Relative popularity of programming languages on Hacker News
As a long-time Hacker News reader, I've seen trends come and go. One of those trends is popularity of programming languages, manifested through the number of stories referencing a language.
Examples include “Building a Cache in Elixir”, “Helix: Neovim inspired editor, written in Rust” or “Text formatting in C++ using Libc++”.
Since these “in $LANGUAGE” articles come up fairly often, I was curious to see what we can glimpse about programming language popularity just by counting them. This is easy to do using HN Search API provided by Algolia.
Methodology
I used it to search for stories in the past year, where the phrase “in $LANGUAGE” appears in the story title. The search included C, C++, C#, Clojure, Dart, Elixir, Erlang, F#, Go, Haskell, Java, JavaScript, Kotlin, Lisp, Lua, PHP, Python, Ruby, Rust, Scala, Scheme, Swift, TypeScript, and Zig languages.
I also included Racket Scheme and added its numbers to Scheme. I'd have included Common Lisp as well, but there were no stories mentioning it explicitly in the title in the past year. Also, since C would match both C++ and C# results in this simple string search, I deduplicated the results to get the correct count.
I ranked the languages in three ways: by the number of stories, number of comments, and sum of points. The results were fairly consistent across all three metrics.
If you're interested in running this yourself, this is the script I used (you'll need the requests
package to run it). It downloads and caches search results as JSON in /tmp/hn
, sorts the languages, and prints the results.
I ran the script on October 12th, 2022.
And the winner is ...
... Rust, by a wide margin. Here are the full results:
By the number of stories:
- Rust (573 stories)
- Python (375 stories)
- Go (332 stories)
- JavaScript (200 stories)
- C (143 stories)
- C++ (136 stories)
- TypeScript (79 stories)
- Java (76 stories)
- Ruby (57 stories)
- Elixir (49 stories)
- Haskell (48 stories)
- Swift (41 stories)
- C# (32 stories)
- PHP (31 stories)
- Zig (27 stories)
- Clojure (23 stories)
- Scheme (13 stories)
- F# (12 stories)
- Kotlin (9 stories)
- Erlang (8 stories)
- Lisp (8 stories)
- Lua (8 stories)
- Dart (4 stories)
- Scala (4 stories)
By the number of comments:
- Rust (6384 comments)
- Go (3394 comments)
- C (3027 comments)
- Python (2783 comments)
- JavaScript (1583 comments)
- C++ (771 comments)
- Zig (735 comments)
- Java (615 comments)
- Ruby (396 comments)
- TypeScript (341 comments)
- Haskell (301 comments)
- PHP (223 comments)
- Scheme (177 comments)
- Swift (165 comments)
- C# (151 comments)
- Elixir (133 comments)
- Clojure (82 comments)
- Lua (75 comments)
- Lisp (53 comments)
- F# (45 comments)
- Erlang (39 comments)
- Kotlin (7 comments)
- Dart (1 comments)
- Scala (0 comments)
By points:
- Rust (16887 points)
- Go (7144 points)
- Python (7048 points)
- C (5422 points)
- JavaScript (3644 points)
- Zig (2427 points)
- C++ (1846 points)
- Java (1595 points)
- Ruby (1044 points)
- TypeScript (998 points)
- Haskell (846 points)
- Elixir (751 points)
- Scheme (549 points)
- Swift (447 points)
- PHP (402 points)
- Clojure (365 points)
- C# (334 points)
- F# (331 points)
- Erlang (322 points)
- Lua (238 points)
- Lisp (154 points)
- Kotlin (34 points)
- Dart (14 points)
- Scala (7 points)
Hacker News loves Rust
Go, Python and JavaScript are quite popular, but Rust absolutely blows the competition out of the water. It had almost as much stories and comments as the languages in second and third place combined, and was awarded even more points.

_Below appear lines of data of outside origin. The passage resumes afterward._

PR #2792, opened 2023-02-02
fix: duplicate callbacks in vite-node HMR

jgoux:
When using vite-node HMR, the callbacks registered with:

```ts
if (import.meta.hot) {
  import.meta.hot.on("vite:beforeFullReload", () => {
    console.log("full reload");
    server.close();
  });
}
```

are duplicated/accumulated on each reload (logs below after 4 saves):

```bash
> vite-node --watch src/index.ts

listening on port 4000
full reload
listening on port 4000
full reload
full reload
listening on port 4000
full reload
full reload
full reload
listening on port 4000
full reload
full reload
full reload
full reload
listening on port 4000
```

This change ensures that if for the same event, two callbacks are identical, the old one is replaced with the new one.

We can't use reference identity check unfortunately as the identity of the callback change between reloads, hence the usage of `.toString()`.

### DIFF
--- a/packages/vite-node/src/hmr/hmr.ts
+++ b/packages/vite-node/src/hmr/hmr.ts
@@ -292,6 +292,9 @@ export function createHotContext(
     ): void {
       const addToMap = (map: Map<string, any[]>) => {
         const existing = map.get(event) || []
+        const existingCbIndex = existing.findIndex(_cb => _cb.toString() === cb.toString())
+        if (existingCbIndex > -1)
+          existing.splice(existingCbIndex, 1)
         existing.push(cb)
         map.set(event, existing)
       }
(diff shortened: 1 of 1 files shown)


sheremet-va (changes requested):
Maybe it's better to remove callbacks when a module is invalidated? This doesn't seem very stable.

jgoux:
> Maybe it's better to remove callbacks when a module is invalidated? This doesn't seem very stable.

Sure, whatever works best. I don't have much knowledge about the internals of vite/vite-node. How should I do that?

sheremet-va:
>  I don't have much knowledge about the internals of vite/vite-node. 

So do I. I assume it should be possible to detect what module added a listener and remove it if it was invalidated.

sheremet-va:
> So do I. I assume it should be possible to detect what module added a listener and remove it if it was invalidated.

I think we can also just safely clear all "vite:onBeforeReload" listeners, because it assumes that everything will be reloaded

sheremet-va (approved):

If you're a regular HN reader, this isn't surprising. As a modern language with passionate community, Rust is invariably mentioned in most conversations about languages in general, and stories about using Rust for a new project or in a new are always exciting.
And I'm not even counting the “Rust in the Linux kernel” theme, which alone got around 600 points across various stories in the past year.
The new kid on the block is ... Zig
What did surprise me is the relative popularity of Zig, a fairly young language with still a relatively small comunities – I'll be sure to keep an eye on it.